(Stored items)
PR #842, opened 2025-05-06
Add loom support

ibraheemdev:
Doesn't add any tests yet, but should still be good to merge to avoid having to rebase. I think the one thing missing here is a polyfill for crossbeam-queue. I also added a workflow to make sure everything compiles under cfg(loom).

cc @davidbarsky

### DIFF
--- a/.github/workflows/test.yml
+++ b/.github/workflows/test.yml
@@ -59,6 +59,8 @@ jobs:
         run: cargo test --workspace --all-features --doc
       - name: Check (without default features)
         run: cargo check --workspace --no-default-features
+      - name: Check (loom)
+        run: RUSTFLAGs="--cfg loom" cargo check --workspace
 
   miri:
     name: Miri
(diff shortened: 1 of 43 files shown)


davidbarsky:
Nice! Thanks for getting it over the line.

davidbarsky (approved):

.github/workflows/test.yml
```diff
@@ -59,6 +59,8 @@ jobs:
         run: cargo test --workspace --all-features --doc
       - name: Check (without default features)
         run: cargo check --workspace --no-default-features
+      - name: Check (loom)
+        run: RUSTFLAGs="--cfg loom" cargo check --workspace
```
MichaReiser, line 63: Could you add a `just` script for loom similar to miri (and test)

MichaReiser (approved):
Nice, thank you

PR #845, opened 2025-05-06
Add a basic loom test

ibraheemdev:
Fixes a couple issues when running under loom and adds a basic concurrency test. Unfortunately, this test is still very slow (it ran for >45 minutes and >20M iterations before I killed it on my machine), so I didn't add it to CI yet. It will probably only be practical for us to run very fine-grained unit tests under loom, or switch to something like shuttle for larger tests.

### DIFF
--- a/Cargo.toml
+++ b/Cargo.toml
@@ -15,6 +15,8 @@ salsa-macros = { version = "0.21.1", path = "components/salsa-macros", optional 
 boxcar = "0.2.11"
 crossbeam-queue = "0.3.11"
 dashmap = { version = "6", features = ["raw-api"] }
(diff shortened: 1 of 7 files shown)


MichaReiser:
It might be a flake but any idea why the benchmarks are regressing

ibraheemdev:
It seems like a flake. It's possible that the compiler isn't inlining the `assume_init_ref` calls but that seems unlikely.

MichaReiser (approved):
Thanks

I don't understand much of loom but this looks reasonable. 

The fact that not even the most simple tests complete in reasonable time makes me question the value of loom and whether it is worth the complexity (and indirection) it introduces. 

What do you think?

PR #849, opened 2025-05-07
Move salsa event system into `Zalsa`

Veykril:
The existence of `Database::salsa_event` is incredibly annoying as a lot of internal code takes a `&dyn Database` solely to do event reporting where as usually a `&Zalsa` handle would otherwise suffice. This becomes even more annoying when mutable handles are involved as it requires some odd code structuring to avoid mutability xor shared errors, it also makes optimizations more difficult for the compiler due to dynamic dispatches it can't look through.

So this moves the trait method away to a separate callback that can be registered, and if not registered, can be skipped entirely.

### DIFF
--- a/components/salsa-macro-rules/src/setup_accumulator_impl.rs
+++ b/components/salsa-macro-rules/src/setup_accumulator_impl.rs
@@ -23,13 +23,12 @@ macro_rules! setup_accumulator_impl {
 
             // Suppress the lint against `cfg(loom)`.
             #[allow(unexpected_cfgs)]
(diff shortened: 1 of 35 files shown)


MichaReiser (approved):
I didn't do a line by line review but this looks great.

MichaReiser:
Huh, I'm pretty sure I wrote one more comment but it seems it didn't make it. 

Roughly, it would be nice if `Storage::new` could remain argument free and we would isntead have a `with_event_logger` mutator method. I think the challenge with this is that `zalsa` is wrapped in an `Arc`. Would it be possible to use our normal cancellation to get a reference to storage and swap the evnet handler?

Veykril:
Ye that should be doable

PR #850, opened 2025-05-07
Fix memo table growth condition

ibraheemdev:
The `additional_len` calculation assumes that `memos.len() <= memo_ingredient_index`, which is not true in light of concurrent inserts. We're seeing spurious overflow panics because of this. It looks like this was changed in https://github.com/salsa-rs/salsa/pull/803.


carljm (approved):
Thank you!!

PR #851, opened 2025-05-08
Do not re-verify already verified memoized value in cycle verification 

Veykril:
Stacked on top of https://github.com/salsa-rs/salsa/pull/852

### DIFF
--- a/src/function/maybe_changed_after.rs
+++ b/src/function/maybe_changed_after.rs
@@ -19,9 +19,6 @@ pub enum VerifyResult {
     ///
     /// The inner value tracks whether the memo or any of its dependencies have an
     /// accumulated value.
-    ///
-    /// Don't mark memos verified until we've iterated the full cycle to ensure no inputs changed
-    /// when encountering this variant.
     Unchanged(InputAccumulatedValues),
 }
 
@@ -36,10 +33,6 @@ impl VerifyResult {
 
     pub(crate) fn unchanged() -> Self {
         Self::Unchanged(InputAccumulatedValues::Empty)
-    }
-
-    pub(crate) const fn is_unchanged(&self) -> bool {
-        matches!(self, Self::Unchanged(_))
     }
 }
 
@@ -146,11 +139,11 @@ where
         // Check if the inputs are still valid. We can just compare `changed_at`.
         let deep_verify =
             self.deep_verify_memo(db, zalsa, old_memo, database_key_index, cycle_heads);
-        if deep_verify.is_unchanged() {
+        if let VerifyResult::Unchanged(accumulated_inputs) = deep_verify {
             return Some(if old_memo.revisions.changed_at > revision {
                 VerifyResult::Changed
             } else {
-                VerifyResult::Unchanged(old_memo.revisions.accumulated_inputs.load())
+                VerifyResult::Unchanged(accumulated_inputs)
             });
         }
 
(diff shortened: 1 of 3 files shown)


Veykril:
Seems like this has a slight overall green perf implication

src/function/maybe_changed_after.rs
```diff
@@ -191,26 +157,23 @@ where
         // the cycle head returned *fixpoint initial* without validating its dependencies.
         // `in_cycle` tracks if the enclosing query is in a cycle. `deep_verify.cycle_heads` tracks
         // if **this query** encountered a cycle (which means there's some provisional value somewhere floating around).
-        if old_memo.value.is_some() && !in_cycle && deep_verify.cycle_heads().is_empty() {
+        if old_memo.value.is_some() && cycle_heads.is_empty() {
```
Veykril, line 160: `!in_cycle` is now implied by `cycle_heads` being re-used

src/function/maybe_changed_after.rs
```diff
@@ -408,57 +372,49 @@ where
...
             }
             // Return `Unchanged` similar to the initial value that we insert
             // when we hit the cycle. Any dependencies accessed when creating the fixpoint initial
             // are tracked by the outer query. Nothing should have changed assuming that the
             // fixpoint initial function is deterministic.
-            QueryOrigin::FixpointInitial => VerifyResult::Unchanged(
-                InputAccumulatedValues::Empty,
-                CycleHeads::initial(database_key_index),
-            ),
+            QueryOrigin::FixpointInitial => VerifyResult::unchanged(),
```
Veykril, line 381: I am not 100% sure but I believe we do not need to push `database_key_index` into the cycle heads here, we only need to extend it with the dependency cycle heads, but `FixpointInitial` has no relevant dependencies (unless the initial kicks off a cycle itself which iirc is not supported scenario).

src/function/maybe_changed_after.rs
```diff
@@ -546,7 +510,7 @@ pub(super) enum ShallowUpdate {
 
     /// The revision for the memo's durability hasn't changed. It can be marked as verified
     /// in this revision.
-    HigherDurability(Revision),
```
Veykril, line 549: Removed as `Revision` always tracks `zalsa.current_revision()`

src/function/maybe_changed_after.rs
MichaReiser: We need to push the cycle head here. We've seen hangs without it. My reasoning behind this is that it otherwise behaves differently from when we push an initial value when we encounter the cycle the first time. 

In the end, this still signifies a cycle and we can only backdate the cycle head (and not the current query that only participates in the cycle)

src/function/maybe_changed_after.rs
```diff
@@ -511,14 +467,18 @@ where
...
-                            zalsa,
-                            zalsa.current_revision(),
-                            database_key_index,
-                        );
+                    let was_in_heads = cycle_heads.remove(&database_key_index);
+                    let heads_non_empty = !cycle_heads.is_empty();
+                    if heads_non_empty {
+                        // case 2 / 4
+                        break 'cycle VerifyResult::Unchanged(inputs);
+                    } else if !first_iteration {
```
MichaReiser, line 475: Is the `elif !first_iteration` a semantic change?

tests/cycle.rs
```diff
@@ -882,7 +882,6 @@ fn cycle_unchanged() {
         [
             "salsa_event(DidValidateMemoizedValue { database_key: min_iterate(Id(1)) })",
             "salsa_event(DidValidateMemoizedValue { database_key: min_panic(Id(2)) })",
-            "salsa_event(DidValidateMemoizedValue { database_key: min_iterate(Id(1)) })",
```
MichaReiser, line 885: Can you explain why we see behavior changes here?

MichaReiser (commented):
I like the `&mut CycleHead` refactor. I think it helps clarify some things

Veykril:
Split out the first commit into https://github.com/salsa-rs/salsa/pull/852 to leave the question of interest here

MichaReiser (approved):
This looks correct to and I verified that this doesn't introduce any new hangs but I'd prefer if Carl could take a look at this as well

tests/cycle.rs
carljm: This is removing a redundant verification (`min_iterate(1)` was already verified above), which is the point of the change as I understand it

carljm (approved):
Very nice! This looks great to me.

MichaReiser:
Unrelated to your PR but one thing I and carl discussed is that we should verify that its guarantee that we exit the loop after N iterations and don't loop forever (hang).

MichaReiser (commented):
Did this fix the r-a hang?

Veykril:
No it did not

PR #862, opened 2025-05-15
Short-circuit `block-on` if same thread

MichaReiser:
Early return from `block_on` if both the current and other thread are the same to skip the need to traverse the dependency tree (which requires a lock)

### DIFF
--- a/src/runtime.rs
+++ b/src/runtime.rs
@@ -175,6 +175,11 @@ impl Runtime {
         let dg = self.dependency_graph.lock();
         let thread_id = thread::current().id();
 
+        // Cycle in the same thread.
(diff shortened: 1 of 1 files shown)


src/runtime.rs
```diff
@@ -175,6 +175,11 @@ impl Runtime {
         let dg = self.dependency_graph.lock();
         let thread_id = thread::current().id();
 
+        // Cycle in the same thread.
+        if thread_id == other_id {
```
Veykril, line 179: Do we even need to acquire the graph lock here?

MichaReiser: I don't think so

Veykril (approved):

PR #864, opened 2025-05-16
Use generational identifiers for tracked structs

ibraheemdev:
Pack a generation into input IDs.

The generation of a tracked struct is incremented after it is reused, allowing us to avoid read dependencies. Generational IDs were originally meant for https://github.com/salsa-rs/salsa/pull/839, as adding the necessary read dependency on interned structs that may be reused introduced a large (~50%) regression to ty's incremental performance.

This increases the size of `Id` from a `u32` to a `u64`. However, if the generation is restricted to `u16`, and ingredient indices are restricted to `u16`, this does not increase the size of `DatabaseKeyIndex`, so the memory usage effect is limited (~5% increase to ty's peak memory usage). However, this should allow us to implement garbage collection for interned values without significant performance concerns, so memory usage over time should benefit.

If the generation exceeds `u16::MAX`, we can fallback to adding read dependencies on tracked structs. An alternative would be to leak the slot, which would also allow us to remove the `created_at` field on tracked structs and may alleviate the memory usage concerns. This might be more feasible if the generation stole a few more bits from ingredient indices (as the number of ingredients is effectively static for a given salsa program).

This has a small (~4%) performance improvement on ty's benchmarks.

### DIFF
--- a/src/id.rs
+++ b/src/id.rs
@@ -39,7 +39,7 @@ impl Id {
     #[doc(hidden)]
     #[track_caller]
     #[inline]
-    pub const unsafe fn from_data(v: u32) -> Self {
+    pub const unsafe fn from_index(v: u32) -> Self {
         debug_assert!(v < Self::MAX_U32);
 
         Id {
@@ -66,13 +66,24 @@ impl Id {
         }
     }
 
+    /// Returns a new `Id` with same index, but the generation incremented by one.
+    ///
+    /// Returns `None` if the generation would overflow, i.e. the current generation
+    /// is `u32::MAX`.
+    #[inline]
+    pub fn next_generation(self) -> Option<Id> {
+        self.generation()
+            .checked_add(1)
+            .map(|generation| self.with_generation(generation))
+    }
+
     /// Mark the `Id` with a generation.
     ///
     /// This `Id` will refer to the same page and slot in the database,
     /// but will differ from other identifiers of the slot based on the
     /// provided generation.
     #[inline]
-    pub fn with_generation(self, generation: u32) -> Id {
+    pub const fn with_generation(self, generation: u32) -> Id {
         let mut value = self.value.get();
 
         value &= 0xFFFFFFFF;
@@ -84,9 +95,9 @@ impl Id {
         }
     }
 
-    /// Return the data portion of this `Id`.
+    /// Return the index portion of this `Id`.
     #[inline]
-    pub const fn data(self) -> u32 {
+    pub const fn index(self) -> u32 {
         // Truncate the high-order bits.
         (self.value.get() as u32) - 1
     }
@@ -108,9 +119,9 @@ impl Id {
 impl Debug for Id {
     fn fmt(&self, f: &mut std::fmt::Formatter<'_>) -> std::fmt::Result {
         if self.generation() == 0 {
-            write!(f, "Id({:x})", self.data())
+            write!(f, "Id({:x})", self.index())
         } else {
-            write!(f, "Id({:x}g{:x})", self.data(), self.generation())
+            write!(f, "Id({:x}g{:x})", self.index(), self.generation())
         }
     }
 }
--- a/src/id.rs
+++ b/src/id.rs
@@ -6,10 +6,8 @@ use crate::zalsa::Zalsa;
 
 /// The `Id` of a salsa struct in the database [`Table`](`crate::table::Table`).
 ///
-/// The high-order bits of an `Id` store a 16-bit generation counter
-/// as well as an optional 16-bit ingredient index.
-///
-/// The low-order bits pack a [`PageIndex`](`crate::table::PageIndex`) and
+/// The high-order bits of an `Id` store a 32-bit generation counter, while
+/// the low-order bits pack a [`PageIndex`](`crate::table::PageIndex`) and
 /// [`SlotIndex`](`crate::table::SlotIndex`) within the page.
 ///
 /// The low-order bits of `Id` are a `u32` ranging from `0..Id::MAX_U32`.
@@ -27,9 +25,6 @@ pub struct Id {
 impl Id {
     pub const MAX_U32: u32 = u32::MAX - 0xFF;
     pub const MAX_USIZE: usize = Self::MAX_U32 as usize;
-
-    const INGREDIENT_MASK: u64 = 0x0000FFFFFFFFFFFF;
-    const GENERATION_MASK: u64 = 0xFFFF0000FFFFFFFF;
 
     /// Create a `salsa::Id` from a u32 value, without a generation. This
     /// value should be less than [`Self::MAX_U32`].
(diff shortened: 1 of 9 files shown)


MichaReiser:
> This has a small (~4%) performance improvement on ty's benchmarks.

This is huge! I'm leaning towards removing the `created_at` field and leaking memos. It's still an improvement over what we have today and we can explore the right solution once we hit that limit (which could as well be that we increase the id size further)

tests/cycle_output.rs
```diff
@@ -152,6 +152,9 @@ fn revalidate_no_changes() {
             "salsa_event(DidValidateMemoizedValue { database_key: read_value(Id(400)) })",
             "salsa_event(DidReinternValue { key: query_d::interned_arguments(Id(800)), revision: R2 })",
             "salsa_event(DidValidateMemoizedValue { database_key: query_d(Id(800)) })",
+            "salsa_event(DidValidateMemoizedValue { database_key: read_value(Id(401)) })",
```
MichaReiser, line 155: Huh, this is interesting

src/tracked_struct.rs
```diff
@@ -560,22 +554,27 @@ where
...
-                    data.created_at = current_revision;
+                    // Consider this a new tracked-struct when any non-tracked field got updated.
+                    // This should be rare and only ever happen if there's a hash collision.
+                    //
+                    // Note that we hold the lock and have exclusive access to the tracked struct data,
+                    // so there should be no live instances of IDs from the previous generation. We clear
+                    // the memos and return a new ID here as if we have allocated a new slot.
+
+                    // SAFETY: We already set `updated_at` to `None` to acquire the lock.
+                    self.delete_entity(zalsa, id, true);
```
ibraheemdev, line 565: I'm a little unsure about this but it seems correct?

MichaReiser:
Is there any perf difference on ty? (When running on codspeed)

MichaReiser:
I plan to review this tomorrow.

I'm okay with the regression given that it enables interned GC without a 50% incremental perf and memory regression. If you haven't done so already, maybe take an hour or two to see if you can spot the source of the regression in a local recorded profile (take the benchmark that regresses the most)

This is a substantial change where I'd like to get at least a thumbs up from r-a too, given that the performance is now regressing on micro benchmarks. Cc @Veykril

ibraheemdev:
> I'm okay with the regression given that it enables interned GC without a 50% incremental perf and memory regression. If you haven't done so already, maybe take an hour or two to see if you can spot the source of the regression in a local recorded profile (take the benchmark that regresses the most)

I don't think there is a specific source, I think the regression is directly related to the size of `DatabaseKeyIndex` increasing (e.g. worse cache utilization, and it specifically no longer fits into a standard register). It makes sense that the microbenchmarks are regressing, I'm not sure there's much we can do about it.

src/tracked_struct.rs
```diff
@@ -396,12 +387,18 @@ where
...
                 tracing::trace!("Reuse tracked struct {id:?}", id = index);
-                // The struct already exists in the intern map.
                 zalsa_local.add_output(index);
-                self.update(zalsa, current_revision, id, &current_deps, fields);
-                FromId::from_id(id)
+
+                let updated_id = self.update(zalsa, current_revision, id, &current_deps, fields);
+                if id != updated_id {
+                    // Overwrite the previous ID if we are reusing the slot with new fields.
+                    zalsa_local.store_tracked_struct_id(identity, updated_id);
```
ibraheemdev, line 398: This feels a little wrong, but I think it is correct. If the struct is recreated with the same fields, we want to return the latest generation for the tracked structs to align with the memos. If it is recreated with new fields, we have to create a new generation and invalidate the previous version.

src/id.rs
```diff
@@ -38,23 +39,79 @@ impl Id {
...
+
+        Id {
+            // SAFETY: The niche of `value` is in the lower bits, which we did not touch.
+            value: unsafe { NonZeroU64::new_unchecked(value) },
+        }
+    }
+
+    /// Return the data portion of this `Id`.
+    #[inline]
+    pub const fn data(self) -> u32 {
```
MichaReiser, line 89: Bikeshedding: Maybe rename this to `index`. An id consists of a generation and its index into the database. This seems clearer to me than the generic data. The `index` terminology would also match with what you use in `DatabaseKeyIndex`

src/key.rs
```diff
@@ -31,7 +33,8 @@ impl DatabaseKeyIndex {
     }
 
     pub fn key_index(self) -> Id {
```
MichaReiser, line 35: Can we make this `const`?

src/id.rs
```diff
@@ -38,23 +39,79 @@ impl Id {
     #[doc(hidden)]
     #[track_caller]
     #[inline]
-    pub const unsafe fn from_u32(v: u32) -> Self {
+    pub const unsafe fn from_data(v: u32) -> Self {
```
MichaReiser, line 42: bikeshedding: The name doesn't make it clear that this is a new id without a generation. Maybe `new_without_generation` or `new_with_index`.

src/tracked_struct.rs
```diff
@@ -435,7 +431,11 @@ where
         };
 
         if let Some(id) = self.free_list.pop() {
-            Self::data_raw(zalsa.table(), id).with_mut(|data_raw| {
+            // Increment the ID generation before reusing it, as if we have allocated a new
+            // slot in the table.
+            let id = id.with_generation(id.generation() + 1);
```
MichaReiser, line 436: Nit: I think it would be nice to have a `id.increment_generation` or `new_generation`. We should also handle the case where generation overflows.

src/tracked_struct.rs
```diff
@@ -635,20 +638,26 @@ where
...
             fn drop(&mut self) {
-                // SAFETY: We have verified that no more references to these memos exist and so we are good
+                // SAFETY: We have `&mut MemoTable`, so no more references to these memos exist and we are good
                 // to drop them.
                 unsafe { self.0.drop() };
             }
         }
         let mut table_guard = TableDropGuard(table);
-        // SAFETY: We have verified that no more references to these memos exist and so we are good
+        // SAFETY: We have `&mut MemoTable`, so no more references to these memos exist and we are good
```
MichaReiser, line 660: I think the `self.free_list.push` shouldn't be in `clear_memos` because we don't want to push the memo into the free list when updating a tracked struct

tests/cycle_output.rs
MichaReiser: Do you know why this test changed?

src/tracked_struct.rs
```diff
@@ -560,22 +560,25 @@ where
...
-                    data.created_at = current_revision;
+                    // Consider this a new tracked-struct when any non-tracked field got updated.
+                    // This should be rare and only ever happen if there's a hash collision.
+                    //
+                    // Note that we hold the lock and have exclusive access to the tracked struct data,
+                    // so there should be no live instances of IDs from the previous generation. We clear
+                    // the memos and return a new ID here as if we have allocated a new slot.
+                    let mut table = data.take_memo_table();
+                    self.clear_memos(zalsa, &mut table, id);
+                    id = id.with_generation(id.generation() + 1);
```
MichaReiser, line 571:
```suggestion
                    id = id.next_generation();
```

MichaReiser (approved):
This is awesome. I've a few smaller comments that should be addressed before landing (assuming r-a is on board with this change)

Veykril:
I would like to cut another release before merging this if possible. I expect this to have a noticable memory impact for rust-analyzer, having this be part of a separate release cycle would make that easier to check.

src/id.rs
ibraheemdev: Done.

src/key.rs
ibraheemdev: Done (though `const` doesn't actually have any effect unless the method is actually used in a `const`-context).

src/tracked_struct.rs
```diff
@@ -635,20 +638,26 @@ where
             unsafe { (*data).assume_init_mut() }.take_memo_table()
         });
 
+        self.clear_memos(zalsa, &mut memo_table, id);
+    }
+
+    /// Clears the given memo table.
+    pub(crate) fn clear_memos(&self, zalsa: &Zalsa, memo_table: &mut MemoTable, id: Id) {
         // SAFETY: We use the correct types table.
```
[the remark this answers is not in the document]
ibraheemdev: Done.

src/tracked_struct.rs
ibraheemdev: Good catch, thanks.

tests/cycle_output.rs
ibraheemdev: I'm not sure. Maybe the memos are being validated instead of the function being re-executing, if the function previously had a read dependency on a tracked struct (and that dependency no longer exists)?

ibraheemdev:
When rebased onto this branch, https://github.com/salsa-rs/salsa/pull/839 is actually a ~5% improvement to ty's incremental performance. It also allows us to remove the `first_interned_at` field from interned values, so there should be some more memory saving.

MichaReiser:
@Veykril what's your timeline on the next release?

Veykril:
I'm fine with cutting a release now if you want to land this to try it out in ruff/ty asap

MichaReiser:
I'll land this once all feedback is addressed.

§ **Exercise**
Repeat exactly the lines above from the one with "PR #850, opened 2025-05-07" up to and including the one with "pub(crate) const fn". No other line belongs in the reply.

§ **Answer space**
PR #850, opened 2025-05-07
Fix memo table growth condition

ibraheemdev:
The `additional_len` calculation assumes that `memos.len() <= memo_ingredient_index`, which is not true in light of concurrent inserts. We're seeing spurious overflow panics because of this. It looks like this was changed in https://github.com/salsa-rs/salsa/pull/803.


carljm (approved):
Thank you!!

PR #851, opened 2025-05-08
Do not re-verify already verified memoized value in cycle verification 

Veykril:
Stacked on top of https://github.com/salsa-rs/salsa/pull/852

### DIFF
--- a/src/function/maybe_changed_after.rs
+++ b/src/function/maybe_changed_after.rs
@@ -19,9 +19,6 @@ pub enum VerifyResult {
     ///
     /// The inner value tracks whether the memo or any of its dependencies have an
     /// accumulated value.
-    ///
-    /// Don't mark memos verified until we've iterated the full cycle to ensure no inputs changed
-    /// when encountering this variant.
     Unchanged(InputAccumulatedValues),
 }
 
@@ -36,10 +33,6 @@ impl VerifyResult {
 
     pub(crate) fn unchanged() -> Self {
         Self::Unchanged(InputAccumulatedValues::Empty)
-    }
-
-    pub(crate) const fn is_unchanged(&self) -> bool {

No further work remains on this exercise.